High CPU usage

edit

Elasticsearch uses thread pools to manage CPU resources for concurrent operations. High CPU usage typically means one or more thread pools are running low.

If a thread pool is depleted, Elasticsearch will reject requests related to the thread pool. For example, if the search thread pool is depleted, Elasticsearch will reject search requests until more threads are available.

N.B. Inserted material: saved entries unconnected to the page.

PR #181, opened 2021-02-16
Switching out AppVeyor for GH workflow

srprash:
Since we have tested GH workflows for continuous builds on our other SDKs and it has worked out well for us, it's probably a good idea that we make the switch here as well to keep it consistent. 


srprash:
Will need to remove the AppVeyor application from the repo as well.

.github/workflows/pr-build.yml
```diff
@@ -0,0 +1,30 @@
...
+                
+        steps:
+        - name: Checkout repository
+        - uses: actions/checkout@v2
+          
+        - name: Install dependencies
+          run: dotnet restore sdk/AWSXRayRecorder.sln --locked-mode
+          
+        - name: Build solution
+          run: dotnet build sdk/AWSXRayRecorder.sln --no-restore
```
lupengamzn, line 27: It's better for us to build package and test the dlls in `Release` configuration as it is the final stage that we [provided](https://github.com/aws/aws-xray-sdk-dotnet/blob/master/buildtools/build.proj#L7) for end users

.github/workflows/pr-build.yml
```diff
@@ -0,0 +1,30 @@
...
+          
+        - name: Run tests
+          run: dotnet test sdk/test/UnitTests/bin/**/${{matrix.version}}/AWSXRayRecorder.UnitTests.dll
```
lupengamzn, line 30: Same here

.github/workflows/pr-build.yml
```diff
@@ -0,0 +1,30 @@
...
+            
+jobs:
+    build:
+        name: build
+        runs-on: ${{ matrix.os }}
+        
+        strategy:
+            fail-fast: false
+            matrix:
+                os: [windows-latest]
```
lupengamzn, line 16: Do we need unit test for .net core on `linux`  as well?

srprash: Yup. We should add linux as well. Good call.

.github/workflows/pr-build.yml
srprash: Yup

lupengamzn (approved):
LGTM

PR #183, opened 2021-02-18
Workflow fix

srprash:
*Description of changes:*
Noticed the workflow failure on [this](https://github.com/aws/aws-xray-sdk-dotnet/actions/runs/579560564) run because there was an `-` before `uses` key. Removing the `-` 

### DIFF
--- a/.github/workflows/pr-build.yml
+++ b/.github/workflows/pr-build.yml
@@ -21,7 +21,7 @@ jobs:
                 
         steps:
         - name: Checkout repository
-        - uses: actions/checkout@v2
+          uses: actions/checkout@v2
           
         - name: Install dependencies
           run: dotnet restore sdk/AWSXRayRecorder.sln --locked-mode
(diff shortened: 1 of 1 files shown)


lupengamzn (changes requested):
The build failure on windows os seems like a similar issue discussed [here](https://github.com/actions/virtual-environments/issues/1090#issuecomment-748452120). Can you address it following the suggestions mentioned in the thread?

srprash:
Restore seems be looking into the local package cache by default. I think it will be good to define the package source as nuget.org as is done in [this PR](https://github.com/aws/aws-xray-sdk-dotnet/pull/180/files#diff-aab1525a907935fd3480702f8d2e6f430e949811da0b53c52f794cb96e94ed81) by adding a `Nuget.config` file. This way restore will download packages from nuget.org where it should find everything.

willarmiros:
@srprash is this PR still relevant? If not can we close it out?

srprash:
Closing the PR as it is not needed anymore.

PR #189, opened 2021-03-30
Add smoke test of distribution channel

lupengamzn:
*Issue #, if available:*

*Description of changes:*

Adds smoke test that periodically runs by building against https://www.nuget.org/. Doesn't publish metrics yet and will add later.


.github/workflows/continuous-monitoring.yml
```diff
@@ -0,0 +1,33 @@
+name: Continuous monitoring of distribution channels
+
+on:
+    workflow_dispatch:
+    schedule:
+      - cron: '0 */1 * * *'
```
wangzlei, line 6: Do we need canary every hour?

wangzlei (approved):

Issue #202, opened 2021-06-06
LitJson GUID type support


MadSciencist:
Hi.

Looks like the LitJson used for serialization does not properly handle GUID types. 

Minimum code to reproduce it:
```csharp
        public class AnythingWithGuid
        {
            public Guid Id { get; set; }
        }

        [TestMethod]
        public void SerializeObjectContainingGuid_ThrowsError()
        {
            var obj = new AnythingWithGuid();
            JsonMapper.ToJson(obj);
            Assert.IsNotNull(obj);
        }
```
The error: ThirdParty.LitJson.JsonException: Max allowed object depth reached while trying to export from type System.Guid.

Is there any workaround for it? Is such behavior documented?
Might be related: https://github.com/aws/aws-xray-sdk-dotnet/issues/109

Thanks,
Mateusz

srprash:
The [fix](https://github.com/aws/aws-xray-sdk-dotnet/pull/203) has been released in v2.11.0. Please let us know if this issue still persists.

PR #203, opened 2021-06-06
fix: ability to serialize GUIDs

MadSciencist:
*Issue https://github.com/aws/aws-xray-sdk-dotnet/issues/202*

*Added ability to serialize GUID.*


srprash (approved):
Thanks for adding this. It is unfortunate that we maintain this internal copy of LitJSON since the actual library is still not stable (current version is 0.17.0). I think that the lLitJSON library itself would be running into this issue. In that case, it would be good to bring to their notice. I'll try it out and open an issue with them. :)

willarmiros:
@srprash Can we merge this?

Issue #209, opened 2021-07-29
Adding the same exception to the xray trace handler in different subsegments throws a null reference exception


jon-armen:
This code should work, however currently throws a null reference exception because the existing cause does not have an exception associated.

```
            try
            {
                recorder.BeginSubsegment("child1");
                try
                {
                    try
                    {
                        recorder.BeginSubsegment("child2");
                        throw new AmazonServiceException();
                    }
                    catch (AmazonServiceException e)
                    {
                        recorder.AddException(e);
                        recorder.EndSubsegment();
                        throw;
                    }
                }
                catch (AmazonServiceException e)
                {
                    recorder.AddException(e);
                    recorder.EndSubsegment();
                    throw new EntityNotAvailableException("Dummy message", e);
                }
            }
            catch (EntityNotAvailableException e)
            {
                recorder.AddException(e);
                recorder.EndSegment();
            }
```

lupengamzn:
Hi @jon-armen ,

Thank you for bringing this up

This is indeed an edge case issue in X-Ray SDK while serializing duplicate exception. In the second `catch` statement, as the `AmazonServiceException` from previous step has already been recorded, SDK will only record the [Cause](https://github.com/aws/aws-xray-sdk-dotnet/blob/d2b64125ecdd734af220795d5b102bd96b037981/sdk/src/Core/Strategies/DefaultExceptionSerializationStrategy.cs#L156) to the exception descriptor. When the `AmazonServiceException` is wrapped as an inner exception and passed to next catch statement, the SDK will try to figure out if this inner exception has been recorded or not by checking the [Exception](https://github.com/aws/aws-xray-sdk-dotnet/blob/d2b64125ecdd734af220795d5b102bd96b037981/sdk/src/Core/Strategies/DefaultExceptionSerializationStrategy.cs#L192) from the descriptor, which, as I mentioned before, will not be recorded as only the `Cause` will be recorded for duplicate exception. This is why you see the null reference exception.

We'll work on this and get it fixed soon.

jon-armen:
Awesome, thank you @lupengamzn .  If it helps, I submitted #210 as a potential fix.

srprash:
Released in v2.11.0

PR #210, opened 2021-07-29
Finding the same exception in different subsegments should reuse the same cause id

jon-armen:
*Issue #, if available:*
#209

*Description of changes:*
Associate the existing descriptor's exception with the new descriptor so that it can be used in other subsegments.


jon-armen:
@lupengamzn , would you have any update as to when this could be incorporated, or if changes are required?

jon-armen:
@willarmiros , would you have any updates on when this could be reviewed?

PR #215, opened 2021-10-14
Add netcoreapp3.1 target framework

martincostello:
Add a target framework moniker for .NET Core 3.1.

## Context

We have a number of .NET Core 3.1 Lambda functions that use the X-Ray recorder, and due to the only Target Framework Moniker for .NET Core being `netstandard2.0`, it will publish the application with all of the relevant binary files, such as `Microsoft.AspNetCore.Http.dll`.

image

However, in .NET Core 3.0 and later, these binaries are no longer published as NuGet packages, and instead are included in the ASP.NET Core shared framework. This means that versions of the binary greater than [2.2.2](https://www.nuget.org/packages/Microsoft.AspNetCore.Http/2.2.2) are not available to be upgraded to explicitly, leading to "old" binaries that don't need to be used being published with the application.

As all versions of ASP.NET Core earlier than 3.1 are now out-of-support, any security vulnerabilities in these tools get flagged when using security scanning tools such as Nexus Sonatype.

image

As there are no "non-vulnerable" versions of the dependency available from NuGet (because they're in the shared framework), it is not possible to upgrade to a .NET Core 3.1 version of this dependency to resolve the issue.

This PR attempts to resolve this issue by adding a `netcoreapp3.1` Target Framework Moniker so that the relevant recorder libraries understand the ASP.NET Core Framework, and will not include the relevant binaries as part of the deployment package.

### DIFF
--- a/sdk/AWSXRayRecorder.nuspec
+++ b/sdk/AWSXRayRecorder.nuspec
@@ -30,6 +30,19 @@
         <dependency id="AWSXRayRecorder.Handlers.SqlServer" version="2.7.3" />
         <dependency id="AWSXRayRecorder.Handlers.System.Net" version="2.7.3" />
       </group>
+      <group targetFramework=".NETCoreApp3.1">
+        <dependency id="AWSXRayRecorder.Core" version="2.10.1" />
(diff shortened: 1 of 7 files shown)


lupengamzn (approved):
Thanks for contributing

You might experience high CPU usage if a data tier, and therefore the nodes assigned to that tier, is experiencing more traffic than other tiers. This imbalance in resource utilization is also known as hot spotting.

Diagnose high CPU usage

edit

Check CPU usage

You can check the CPU usage per node using the cat nodes API:

resp = client.cat.nodes(
    v=True,
    s="cpu:desc",
)
print(resp)
response = client.cat.nodes(
  v: true,
  s: 'cpu:desc'
)
puts response
const response = await client.cat.nodes({
  v: "true",
  s: "cpu:desc",
});
console.log(response);
GET _cat/nodes?v=true&s=cpu:desc

The response’s cpu column contains the current CPU usage as a percentage. The name column contains the node’s name. Elevated but transient CPU usage is normal. However, if CPU usage is elevated for an extended duration, it should be investigated.

To track CPU usage over time, we recommend enabling monitoring:

  • (Recommended) Enable logs and metrics. When logs and metrics are enabled, monitoring information is visible on Kibana’s Stack Monitoring page.

    You can also enable the CPU usage threshold alert to be notified about potential issues through email.

  • From your deployment menu, view the Performance page. On this page, you can view two key metrics:

    • CPU usage: Your deployment’s CPU usage, represented as a percentage.
    • CPU credits: Your remaining CPU credits, measured in seconds of CPU time.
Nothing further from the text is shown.